TASK REQUIREMENTS →
Write out the complete data exactly as written.
STUDY MATERIAL Start Marker
PR #1227, opened 2026-08-25
refactor: Add remaining clients to clientset

arthurpitman:
#### **Why** this PR?
The provider still had clients being created from raw credentials in many places, and tests were often constructing `config.ProviderConfiguration` directly in incomplete ways. This refactor finishes moving client creation behind the shared `ClientSet`, clarifies which URL is the classic environment URL, and removes request plumbing that only existed to support test-specific behavior.

- `provider/config` and `dynatrace/rest` now build and reuse the full client set through `config.ProviderConfigureGeneric(...)`, so API token, hybrid, classic platform, and cluster requests are all created from `rest.ClientSet` instead of re-deriving clients from credentials.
STUDY MATERIAL End Marker
YOUR RESPONSE →
PR #1227, opened 2026-08-25
refactor: Add remaining clients to clientset

arthurpitman:
#### **Why** this PR?
The provider still had clients being created from raw credentials in many places, and tests were often constructing `config.ProviderConfiguration` directly in incomplete ways. This refactor finishes moving client creation behind the shared `ClientSet`, clarifies which URL is the classic environment URL, and removes request plumbing that only existed to support test-specific behavior.

- `provider/config` and `dynatrace/rest` now build and reuse the full client set through `config.ProviderConfigureGeneric(...)`, so API token, hybrid, classic platform, and cluster requests are all created from `rest.ClientSet` instead of re-deriving clients from credentials.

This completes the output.